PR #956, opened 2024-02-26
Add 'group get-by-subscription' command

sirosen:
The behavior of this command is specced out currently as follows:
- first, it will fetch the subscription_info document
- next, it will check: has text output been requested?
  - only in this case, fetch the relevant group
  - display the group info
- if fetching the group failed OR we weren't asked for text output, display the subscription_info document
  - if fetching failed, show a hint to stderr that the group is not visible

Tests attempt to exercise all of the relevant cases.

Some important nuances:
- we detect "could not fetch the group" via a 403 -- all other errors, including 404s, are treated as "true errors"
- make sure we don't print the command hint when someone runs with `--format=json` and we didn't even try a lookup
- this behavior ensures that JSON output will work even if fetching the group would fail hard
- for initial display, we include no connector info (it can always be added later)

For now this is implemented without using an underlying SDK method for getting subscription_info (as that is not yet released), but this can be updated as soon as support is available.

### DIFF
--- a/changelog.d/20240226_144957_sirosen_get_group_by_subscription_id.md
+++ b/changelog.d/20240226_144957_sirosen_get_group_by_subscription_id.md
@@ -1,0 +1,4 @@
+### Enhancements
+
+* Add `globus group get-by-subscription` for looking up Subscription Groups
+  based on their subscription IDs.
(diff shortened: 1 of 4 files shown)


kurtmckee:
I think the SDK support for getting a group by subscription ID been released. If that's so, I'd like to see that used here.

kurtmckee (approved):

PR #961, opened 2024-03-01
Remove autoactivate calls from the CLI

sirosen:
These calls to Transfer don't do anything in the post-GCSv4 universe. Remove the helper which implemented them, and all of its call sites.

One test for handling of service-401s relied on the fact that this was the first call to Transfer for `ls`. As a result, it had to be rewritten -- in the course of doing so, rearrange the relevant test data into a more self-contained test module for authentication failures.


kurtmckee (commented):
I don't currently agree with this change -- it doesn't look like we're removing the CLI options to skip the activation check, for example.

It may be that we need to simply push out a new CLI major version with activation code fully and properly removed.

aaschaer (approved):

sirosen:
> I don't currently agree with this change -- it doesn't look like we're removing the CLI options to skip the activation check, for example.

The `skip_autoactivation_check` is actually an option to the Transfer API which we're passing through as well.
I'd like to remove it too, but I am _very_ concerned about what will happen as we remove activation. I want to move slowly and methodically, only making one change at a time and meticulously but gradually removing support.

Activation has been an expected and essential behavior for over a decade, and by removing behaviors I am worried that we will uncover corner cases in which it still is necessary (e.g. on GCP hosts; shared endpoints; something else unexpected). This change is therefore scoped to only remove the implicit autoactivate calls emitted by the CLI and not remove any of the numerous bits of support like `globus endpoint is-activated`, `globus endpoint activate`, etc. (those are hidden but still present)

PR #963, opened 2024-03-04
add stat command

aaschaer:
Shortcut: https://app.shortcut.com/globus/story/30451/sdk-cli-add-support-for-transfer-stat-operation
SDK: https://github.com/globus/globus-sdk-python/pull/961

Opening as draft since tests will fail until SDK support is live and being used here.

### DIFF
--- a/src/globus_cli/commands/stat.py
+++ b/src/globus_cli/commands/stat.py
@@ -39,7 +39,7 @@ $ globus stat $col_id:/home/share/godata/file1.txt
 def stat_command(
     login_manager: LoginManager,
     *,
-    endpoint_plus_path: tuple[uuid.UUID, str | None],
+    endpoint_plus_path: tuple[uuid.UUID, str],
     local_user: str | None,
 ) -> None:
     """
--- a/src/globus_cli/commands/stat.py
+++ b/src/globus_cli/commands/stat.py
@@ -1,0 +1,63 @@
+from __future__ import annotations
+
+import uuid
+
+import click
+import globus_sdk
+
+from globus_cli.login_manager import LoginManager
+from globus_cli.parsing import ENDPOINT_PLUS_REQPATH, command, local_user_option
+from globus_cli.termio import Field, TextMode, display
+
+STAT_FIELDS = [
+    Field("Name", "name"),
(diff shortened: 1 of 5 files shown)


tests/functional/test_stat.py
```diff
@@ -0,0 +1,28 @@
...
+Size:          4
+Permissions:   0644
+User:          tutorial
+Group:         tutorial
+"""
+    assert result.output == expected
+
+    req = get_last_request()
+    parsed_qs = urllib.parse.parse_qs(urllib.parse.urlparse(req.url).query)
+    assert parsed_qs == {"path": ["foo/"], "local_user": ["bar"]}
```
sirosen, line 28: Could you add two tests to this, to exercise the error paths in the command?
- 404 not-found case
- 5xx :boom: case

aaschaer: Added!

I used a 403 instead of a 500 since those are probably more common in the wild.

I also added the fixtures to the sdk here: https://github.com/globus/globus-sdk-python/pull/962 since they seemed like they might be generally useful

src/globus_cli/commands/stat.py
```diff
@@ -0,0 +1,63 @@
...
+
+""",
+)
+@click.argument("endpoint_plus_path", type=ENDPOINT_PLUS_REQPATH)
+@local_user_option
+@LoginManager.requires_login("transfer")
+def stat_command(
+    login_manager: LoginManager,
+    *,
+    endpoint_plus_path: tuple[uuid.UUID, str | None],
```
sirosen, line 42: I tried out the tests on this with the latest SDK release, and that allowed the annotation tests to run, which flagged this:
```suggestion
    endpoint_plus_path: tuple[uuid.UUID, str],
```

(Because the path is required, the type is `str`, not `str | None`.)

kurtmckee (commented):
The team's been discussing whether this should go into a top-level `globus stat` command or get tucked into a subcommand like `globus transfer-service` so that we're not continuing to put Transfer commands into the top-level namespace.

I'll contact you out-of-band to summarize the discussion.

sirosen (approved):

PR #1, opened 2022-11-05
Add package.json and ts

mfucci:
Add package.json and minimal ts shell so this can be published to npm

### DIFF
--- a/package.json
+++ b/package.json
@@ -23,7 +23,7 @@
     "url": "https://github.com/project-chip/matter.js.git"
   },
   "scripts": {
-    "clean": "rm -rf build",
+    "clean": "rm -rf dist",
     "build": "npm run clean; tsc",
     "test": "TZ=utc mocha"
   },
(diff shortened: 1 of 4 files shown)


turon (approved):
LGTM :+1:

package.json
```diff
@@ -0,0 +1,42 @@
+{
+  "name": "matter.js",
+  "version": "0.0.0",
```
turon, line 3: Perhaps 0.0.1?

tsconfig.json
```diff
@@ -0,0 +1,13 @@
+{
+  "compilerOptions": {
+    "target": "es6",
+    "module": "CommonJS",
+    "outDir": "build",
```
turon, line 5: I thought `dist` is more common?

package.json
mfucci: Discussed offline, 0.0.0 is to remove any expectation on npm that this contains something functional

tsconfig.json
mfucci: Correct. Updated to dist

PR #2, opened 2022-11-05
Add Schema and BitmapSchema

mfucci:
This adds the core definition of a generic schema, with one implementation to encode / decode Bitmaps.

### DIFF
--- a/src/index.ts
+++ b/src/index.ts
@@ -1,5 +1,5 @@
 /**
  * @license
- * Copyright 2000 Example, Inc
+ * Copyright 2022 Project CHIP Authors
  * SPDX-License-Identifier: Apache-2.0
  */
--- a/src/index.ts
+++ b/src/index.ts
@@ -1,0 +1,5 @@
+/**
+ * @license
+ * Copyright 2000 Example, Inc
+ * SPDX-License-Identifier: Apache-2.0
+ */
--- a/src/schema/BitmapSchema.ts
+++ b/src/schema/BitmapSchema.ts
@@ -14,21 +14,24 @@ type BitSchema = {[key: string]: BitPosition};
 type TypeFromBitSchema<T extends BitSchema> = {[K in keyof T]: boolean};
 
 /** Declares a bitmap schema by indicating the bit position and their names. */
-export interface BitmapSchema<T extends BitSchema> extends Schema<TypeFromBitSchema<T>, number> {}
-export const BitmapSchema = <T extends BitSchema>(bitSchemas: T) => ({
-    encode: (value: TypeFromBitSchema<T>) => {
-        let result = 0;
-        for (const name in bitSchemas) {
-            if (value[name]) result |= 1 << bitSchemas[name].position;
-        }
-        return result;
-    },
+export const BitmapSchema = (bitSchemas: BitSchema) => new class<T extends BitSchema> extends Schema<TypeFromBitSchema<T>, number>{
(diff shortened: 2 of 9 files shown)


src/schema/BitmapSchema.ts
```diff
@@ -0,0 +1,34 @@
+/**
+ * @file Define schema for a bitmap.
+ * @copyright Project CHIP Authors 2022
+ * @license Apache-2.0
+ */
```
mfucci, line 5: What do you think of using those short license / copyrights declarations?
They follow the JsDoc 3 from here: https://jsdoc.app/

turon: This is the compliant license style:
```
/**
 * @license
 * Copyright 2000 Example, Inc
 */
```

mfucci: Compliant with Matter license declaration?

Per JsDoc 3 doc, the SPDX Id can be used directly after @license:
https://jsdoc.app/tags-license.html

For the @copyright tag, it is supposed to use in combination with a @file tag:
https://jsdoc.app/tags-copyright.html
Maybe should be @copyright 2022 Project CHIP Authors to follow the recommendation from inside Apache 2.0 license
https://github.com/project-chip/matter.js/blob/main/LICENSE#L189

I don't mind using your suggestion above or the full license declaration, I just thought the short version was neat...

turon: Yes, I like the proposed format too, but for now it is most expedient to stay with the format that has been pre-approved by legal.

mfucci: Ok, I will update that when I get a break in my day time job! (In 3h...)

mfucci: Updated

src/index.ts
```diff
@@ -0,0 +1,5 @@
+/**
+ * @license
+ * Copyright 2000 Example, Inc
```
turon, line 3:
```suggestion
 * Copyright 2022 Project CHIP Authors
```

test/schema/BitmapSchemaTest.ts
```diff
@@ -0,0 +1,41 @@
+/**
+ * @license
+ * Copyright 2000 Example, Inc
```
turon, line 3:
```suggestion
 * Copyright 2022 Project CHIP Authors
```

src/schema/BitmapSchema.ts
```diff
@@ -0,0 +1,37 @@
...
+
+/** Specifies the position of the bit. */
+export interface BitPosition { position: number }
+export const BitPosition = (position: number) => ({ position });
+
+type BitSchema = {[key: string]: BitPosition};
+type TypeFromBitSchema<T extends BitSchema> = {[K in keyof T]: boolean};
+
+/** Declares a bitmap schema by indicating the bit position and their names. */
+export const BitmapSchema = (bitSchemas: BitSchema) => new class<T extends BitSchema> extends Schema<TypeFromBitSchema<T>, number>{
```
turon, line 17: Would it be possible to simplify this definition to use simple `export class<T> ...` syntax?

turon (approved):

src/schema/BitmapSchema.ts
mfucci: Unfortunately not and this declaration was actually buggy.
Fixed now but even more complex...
# # # #
» **YOUR OBJECTIVE**
Your answer should consist of the lines from the material that contain "agree".

» **RESPONSE**
I don't currently agree with this change -- it doesn't look like we're removing the CLI options to skip the activation check, for example.
> I don't currently agree with this change -- it doesn't look like we're removing the CLI options to skip the activation check, for example.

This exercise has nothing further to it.